Greek PM between rock and hard place as clock ticks on deal


(MENAFN- The Peninsula) Greek Prime Minister Alexis Tsipras is facing a showdown both with international creditors and dissenters in his party as his government toils to reach a default-saving loan deal in less than a month.

Athens this week opted to bundle four IMF loan payments into a single one due by the end of June, giving the 40-year-old premier just weeks to reach an agreement with creditors that sceptics in his hard-left party could accept.

Greece and its international creditors have wrangled for weeks as they try to hammer out a reform plan that would unlock the final 7.2 billion Euros ($8 billion) in bailout funds for Athens.

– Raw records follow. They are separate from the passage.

PR #453, opened 2023-09-21
refactor: use `Logindex` instead of `ProposeId` in `cmd_vid`

themanforfree:

In the current implementation, all log entries require propose id, but some log, such as shutdown and no-op log that will be introduced in the future, do not need propose id.
 use Logindex instead of ProposeId in cmd_vid, after this refactor, now the log entry no longer has to include ProposeId
no

### DIFF
--- a/curp/src/client.rs
+++ b/curp/src/client.rs
@@ -371,7 +371,7 @@ where
 
     /// The shutdown rpc of curp protocol
     #[instrument(skip_all)]
-    pub async fn shutdown(&self, id: ProposeId) -> Result<(), ProposeError> {
+    pub async fn shutdown(&self) -> Result<(), ProposeError> {
         let retry_count = *self.config.retry_count();
         for _ in 0..retry_count {
             let leader_id = match self.get_leader_id().await {
@@ -386,7 +386,7 @@ where
                 .get_connect(leader_id)
                 .unwrap_or_else(|| unreachable!("leader {leader_id} not found"))
                 .shutdown(
-                    ShutdownRequest::new(id.clone()),
+                    ShutdownRequest::default(),
                     *self.config.wait_synced_timeout(),
                 )
                 .await
@@ -402,7 +402,11 @@ where
                 .write()
                 .check_and_update(resp.leader_id, resp.term);
             match resp.error {
-                Some(e) => return Err(bincode::deserialize(&e)?),
+                Some(e) => {
+                    // Leader may not be correct leader, resend the shutdown request to the new leader
+                    warn!("shutdown error: {:?}", e);
+                    continue;
+                }
                 None => return Ok(()),
             }
         }
--- a/curp/src/log_entry.rs
+++ b/curp/src/log_entry.rs
@@ -25,7 +25,7 @@ pub(crate) enum EntryData<C> {
     /// `ConfChange` entry
     ConfChange(ProposeId),
     /// `Shutdown` entry
-    Shutdown(ProposeId),
+    Shutdown,
 }
 
 impl<C> LogEntry<C>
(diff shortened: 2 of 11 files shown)


curp/src/rpc/mod.rs
```diff
@@ -489,3 +482,17 @@ impl ConfChange {
         }
     }
 }
+
+impl ShutdownResponse {
+    /// Create a new shutdown response
+    pub(crate) fn new(leader_id: Option<ServerId>, term: u64, error: Option<ProposeError>) -> Self {
+        let error = error.map(|e| PbProposeErrorOuter {
+            propose_error: Some(e.into()),
+        });
```
iGxnon, line 491: Could we implement `From` trait for PbProposeErrorOuter type?

curp/src/server/cmd_worker/conflict_checked_mpmc.rs
```diff
@@ -190,8 +191,8 @@ enum OnceState {
 /// Internally it maintains a dependency graph of conflicting cmds
 
 struct Filter<C: Command, CE> {
-    /// Index from `ProposeId` to `vertex`
-    cmd_vid: HashMap<ProposeId, u64>,
+    /// Index from `LogIndex` to `vertex`
+    cmd_vid: HashMap<LogIndex, u64>,
```
iGxnon, line 195: Will there be truncation and log overwriting behavior in Raft, and will this have an impact?

curp/src/client.rs
```diff
@@ -402,7 +402,10 @@ where
                 .write()
                 .check_and_update(resp.leader_id, resp.term);
             match resp.error {
-                Some(e) => return Err(bincode::deserialize(&e)?),
+                Some(e) => {
+                    warn!("shutdown error: {:?}", e);
+                    continue;
```
iGxnon, line 407: I think we should add a comment explaining why this error can be retried instead of returning it to the user.

curp/src/log_entry.rs
```diff
@@ -64,7 +64,13 @@ where
     pub(super) fn id(&self) -> &ProposeId {
         match self.entry_data {
             EntryData::Command(ref cmd) => cmd.id(),
-            EntryData::ConfChange(ref id) | EntryData::Shutdown(ref id) => id,
+            EntryData::ConfChange(ref id) => id,
```
iGxnon, line 67: Will the id of ConfChange also be removed in subsequent PRs?

curp/src/rpc/mod.rs
themanforfree: Fixed

curp/src/client.rs
themanforfree: Added

curp/src/log_entry.rs
themanforfree: No

curp/src/server/cmd_worker/conflict_checked_mpmc.rs
themanforfree: For leader node, logs will not be overwritten.
For follower node, only uncommitted logs can be overwritten. and  uncommitted logs will not send to mpmc conflict channel

Phoenix500526, line 195: We'd better rename this `cmd_vid` because it implicitly indicates the mapping relationship between a command id and a vertex id. But now this assumption is not valid. How about `log_vid` or `entry_vid`?

curp/src/log_entry.rs
themanforfree: Because `ConfChange` need to store it result to `cmd_board`, and `cmd_board` use `ProposeId` as index

curp/src/server/cmd_worker/conflict_checked_mpmc.rs
themanforfree: Renamed

bsbds (approved):

iGxnon (approved):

Late on Friday Tsipras rebuffed creditor proposals as "absurd" in a bid to galvanise support at home, but it was unclear whether the message has won over the hardliners in his radical Syriza party.

The outburst was coldly received in some European circles, with one source saying it was tantamount to Tsipras "spitting in the soup."

"There is a feeling of fatigue and disappointment among the creditors," the European source told AFP, noting that the Greek PM's tone was "very aggressive".

Athens this week withheld a 300-million-euro loan repayment to the International Monetary Fund, opting instead to group four scheduled tranches into a single payment at the end of the month.

This means that Greece must now find 1.6 billion Euros in three weeks - funds it is unlikely to muster without a deal with its EU-IMF creditors.

This, in turn, is unlikely given the creditor demands, said Greek Energy Minister Panagiotis Lafazanis, the ruling party's top EU sceptic.

"It is obvious that given their demands, there can be no convergence between our government and the institutions," Lafazanis, who is believed to influence a third of the party, told The Telegraph.

"The ball is now in their court," government spokesman Gabriel Sakellaridis wrote in Efimerida ton Syntakton daily.

"We will insist on dialogue, but we will not accept ultimate," he said.

Many within Syriza, including a number of cabinet members, say the PM should even call early elections rather than accept further austerity measures.